**ACTIVITY**
Please quote exactly the opening lines of the data, from the first line to the one where "branches one by one" appears.
** Opening INPUT block **
PR #483, opened 2022-04-05
Issue #474: When using `git machete github checkout-prs --by=...` switch current head branch only when one PR is checked out

### LINKED ISSUE #437: Should `git machete github checkout-prs --by=...` switch current branch when >1 PR is checked out?

### LINKED ISSUE #474: `github checkout-prs --by=...` switches to ALL checked out branches one by one
Installed version from PR #435 (commit `6ee6681e33cf037e8c86b1cf340a443b4d77fcee`).

Testing on this very repo:

```
➜ 12:29 ~/git-machete develop $ g m s
  master  v3.7.2
  │ 
  └─develop  v3.8.0
➜ 12:29 ~/git-machete develop $ gb
* develop
  master
➜ 12:30 ~/git-machete develop $ g m github checkout-prs --by=amalota
Checking for open GitHub PRs...
branch 'feature/command_clean' set up to track 'origin/feature/command_clean'.
Switched to a new branch 'feature/command_clean'
Pull request #435 checked out at local branch feature/command_clean
branch 'code_quality/github_token_msg' set up to track 'origin/code_quality/github_token_msg'.
Switched to a new branch 'code_quality/github_token_msg'
Pull request #469 checked out at local branch code_quality/github_token_msg
branch 'feature/advance_with_push_to_remote' set up to track 'origin/feature/advance_with_push_to_remote'.
Switched to a new branch 'feature/advance_with_push_to_remote'
Pull request #473 checked out at local branch feature/advance_with_push_to_remote
➜ 12:30 ~/git-machete feature/advance_with_push_to_remote PR #473 (amalota) $ 
```

So... first HEAD hsa been switched to `feature/command_clean`, then to `code_quality/github_token_msg`, finally to `feature/advance_with_push_to_remote`.

This is contrary to docs in github.rst:

```
If only one PR is given, then switch the local repository's HEAD to its head branch.
```

In fact, the doc should probably say:

```
If only one PR has been checked out, then switch the local repository's HEAD to its head branch.
```

and `github checkout-prs` should behave adequately (i.e. for the sample above, it should **never** switch HEAD).

Pls provide regression tests as well.

amalota:
closes #474
closes #437

### DIFF
--- a/git_machete/client.py
+++ b/git_machete/client.py
@@ -220,7 +220,7 @@ class MacheteClient:
             opt_as_root: bool,
             opt_yes: bool,
             verbose: bool = True,
-            switch_branch: bool = True
+            switch_head_if_new_branch: bool = True
             ) -> None:
         if branch in self.managed_branches:
             raise MacheteException(
@@ -238,7 +238,7 @@ class MacheteClient:
                 msg = common_line + f"Check out `{branch}` locally?" + get_pretty_choices('y', 'N')
                 opt_yes_msg = common_line + f"Checking out `{branch}` locally..."
                 if self.ask_if(msg, opt_yes_msg, opt_yes=opt_yes, verbose=verbose) in ('y', 'yes'):
-                    self.__git.create_branch(branch, remote_branch.full_name(), switch_branch=switch_branch)
+                    self.__git.create_branch(branch, remote_branch.full_name(), switch_head=switch_head_if_new_branch)
                 else:
                     return
                 # Not dealing with `onto` here. If it hasn't been explicitly
@@ -257,7 +257,7 @@ class MacheteClient:
                         current_branch = self.__git.get_current_branch_or_none()
                         if current_branch and current_branch in self.managed_branches:
                             opt_onto = current_branch
-                    self.__git.create_branch(branch, out_of, switch_branch=switch_branch)
+                    self.__git.create_branch(branch, out_of, switch_head=switch_head_if_new_branch)
                 else:
                     return
 
@@ -1915,7 +1915,7 @@ class MacheteClient:
                             opt_onto=None,
                             opt_yes=True,
                             verbose=verbose,
-                            switch_branch=False)
+                            switch_head_if_new_branch=False)
                     else:
                         self.add(
                             branch=branch,
@@ -1923,7 +1923,7 @@ class MacheteClient:
                             opt_as_root=False,
                             opt_yes=True,
                             verbose=verbose,
-                            switch_branch=False)
+                            switch_head_if_new_branch=False)
                     if pr not in checked_out_prs:
                         print(fmt(f"Pull request `#{pr.number}` checked out at local branch `{pr.head}`"))
                         checked_out_prs.append(pr)
--- a/git_machete/client.py
+++ b/git_machete/client.py
@@ -219,7 +219,8 @@ class MacheteClient:
             opt_onto: Optional[LocalBranchShortName],
             opt_as_root: bool,
             opt_yes: bool,
-            verbose: bool = True
+            verbose: bool = True,
+            switch_branch: bool = True
             ) -> None:
         if branch in self.managed_branches:
             raise MacheteException(
@@ -237,7 +238,7 @@ class MacheteClient:
                 msg = common_line + f"Check out `{branch}` locally?" + get_pretty_choices('y', 'N')
                 opt_yes_msg = common_line + f"Checking out `{branch}` locally..."
                 if self.ask_if(msg, opt_yes_msg, opt_yes=opt_yes, verbose=verbose) in ('y', 'yes'):
-                    self.__git.create_branch(branch, remote_branch.full_name())
+                    self.__git.create_branch(branch, remote_branch.full_name(), switch_branch=switch_branch)
                 else:
                     return
                 # Not dealing with `onto` here. If it hasn't been explicitly
@@ -256,7 +257,7 @@ class MacheteClient:
                         current_branch = self.__git.get_current_branch_or_none()
                         if current_branch and current_branch in self.managed_branches:
                             opt_onto = current_branch
-                    self.__git.create_branch(branch, out_of)
+                    self.__git.create_branch(branch, out_of, switch_branch=switch_branch)
                 else:
                     return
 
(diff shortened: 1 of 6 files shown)


PawelLipski:
Let's include it in v3.8.0 as well! since it's a bug in a feature added by v3.8.0

git_machete/git_operations.py
```diff
@@ -581,7 +581,7 @@ def get_reflog(self, branch: AnyBranchName) -> List[GitReflogEntry]:
             return self.__reflogs_cached[branch]
 
     def create_branch(self, branch: LocalBranchShortName, out_of_revision: AnyRevision) -> None:
-        self._run_git("checkout", "-b", branch, out_of_revision)
+        self._run_git("branch", branch, out_of_revision)
```
PawelLipski, line 584: Whoops this will affect quite a few places in an undesired way probably 😅

amalota: @PawelLipski Yeah, i was just testing if this indeed was causing branches to be switched. I think additional flag `switch_branch` should do the trick here

PawelLipski: Better add a separate method if possible!

amalota: @PawelLipski I think implementing it in separate method is not easily doable since this method is used by another method in at least 2 different contexts so i will still need to add some flag in order to switch between functions, wdyt?

PawelLipski: Hmmm okay let's leave a flag indeed 🤔

git_machete/git_operations.py
```diff
@@ -580,8 +580,10 @@ def get_reflog(self, branch: AnyBranchName) -> List[GitReflogEntry]:
                                                          ))
             return self.__reflogs_cached[branch]
 
-    def create_branch(self, branch: LocalBranchShortName, out_of_revision: AnyRevision) -> None:
+    def create_branch(self, branch: LocalBranchShortName, out_of_revision: AnyRevision, switch_branch: bool) -> None:
         self._run_git("branch", branch, out_of_revision)
+        if switch_branch:
+            self._run_git("switch", branch)
```
PawelLipski: Note that `git switch` has only been added in git 2.23 or so

amalota: Hmm, in that case having 2 separate functions could be better.

PawelLipski: As in, you can just use `git checkout <branch>` instead!

amalota: You mean depending on git version i can do different things?

PawelLipski: Nopes!
Prior to 2.23: `git checkout <branch>` is the sole command for switching current branch
2.23 and beyond: both `git checkout <branch>` and `git switch <branch>` do **the same thing**

That's just it

PawelLipski: Just a matter of git CLI changing... but the capabilities if it comes to switching branches are the same

git_machete/client.py
```diff
@@ -219,7 +219,8 @@ def add(self,
             opt_onto: Optional[LocalBranchShortName],
             opt_as_root: bool,
             opt_yes: bool,
-            verbose: bool = True
+            verbose: bool = True,
+            switch_branch: bool = True
```
PawelLipski: The current name will be misleading, as the switch only happens when the branch is **newly created**, not when it's already existed before (lines 264 onwards)

git_machete/git_operations.py
amalota: @PawelLipski I am still not sure what you are proposing :D Are you proposing to use git checkout / switch depending on git version?

PawelLipski: Nope, just:
```suggestion
            self._run_git("checkout", branch)
```
This way we're compatible with every git version in existence! as opposed to `git switch`, which is git 2.23+ only

amalota: Ok, i think i finally got it - i can just use `checkout` instead of `switch` since it does the same thing :D

git_machete/client.py
amalota: @PawelLipski I see, maybe `switch_head_to_new_branch` instead?

PawelLipski: Okay!

PawelLipski: Or even: `switch_head_if_new_branch`, to make it clear that it's not always that a new branch will be created

git_machete/client.py
```diff
@@ -219,7 +219,8 @@ def add(self,
             opt_onto: Optional[LocalBranchShortName],
             opt_as_root: bool,
             opt_yes: bool,
-            verbose: bool = True
+            verbose: bool = True,
```
PawelLipski: While you're here, I'd avoid default params here, let's make the caller always decide explicitly what they want to avoid surprises

git_machete/tests/functional/test_machete.py
```diff
@@ -50,7 +50,7 @@ def mock_exit_script(status_code: Optional[int] = None, error: Optional[BaseExce
 
 def mock_fetch_ref(cls: Any, remote: str, ref: str) -> None:
     branch: LocalBranchShortName = LocalBranchShortName.of(ref[ref.index(':') + 1:])
-    git.create_branch(branch, get_current_commit_hash())
+    git.create_branch(branch, get_current_commit_hash(), switch_head=False)
     git.checkout(branch)
```
PawelLipski: Nit: can be squeezed into
```suggestion
    git.create_branch(branch, get_current_commit_hash(), switch_head=True)
```

PawelLipski (approved):

PawelLipski (approved):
** Closing INPUT block **
**RESPONSE FOR THIS EXERCISE**
PR #483, opened 2022-04-05
Issue #474: When using `git machete github checkout-prs --by=...` switch current head branch only when one PR is checked out

### LINKED ISSUE #437: Should `git machete github checkout-prs --by=...` switch current branch when >1 PR is checked out?

### LINKED ISSUE #474: `github checkout-prs --by=...` switches to ALL checked out branches one by one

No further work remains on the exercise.